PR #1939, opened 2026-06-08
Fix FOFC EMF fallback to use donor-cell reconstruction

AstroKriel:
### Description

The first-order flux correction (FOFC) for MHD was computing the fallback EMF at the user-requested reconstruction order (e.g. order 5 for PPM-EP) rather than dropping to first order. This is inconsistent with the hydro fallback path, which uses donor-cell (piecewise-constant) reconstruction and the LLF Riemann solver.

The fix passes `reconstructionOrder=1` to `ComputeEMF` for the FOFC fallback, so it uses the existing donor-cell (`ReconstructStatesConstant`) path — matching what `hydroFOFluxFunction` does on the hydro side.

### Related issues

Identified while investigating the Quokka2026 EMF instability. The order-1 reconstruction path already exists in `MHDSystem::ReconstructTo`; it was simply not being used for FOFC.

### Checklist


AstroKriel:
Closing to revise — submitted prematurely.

-----

§ **Task objective**
Report each line in the entries where the string "uses" occurs.

§ **Task solution**
The first-order flux correction (FOFC) for MHD was computing the fallback EMF at the user-requested reconstruction order (e.g. order 5 for PPM-EP) rather than dropping to first order. This is inconsistent with the hydro fallback path, which uses donor-cell (piecewise-constant) reconstruction and the LLF Riemann solver.
The fix passes `reconstructionOrder=1` to `ComputeEMF` for the FOFC fallback, so it uses the existing donor-cell (`ReconstructStatesConstant`) path — matching what `hydroFOFluxFunction` does on the hydro side.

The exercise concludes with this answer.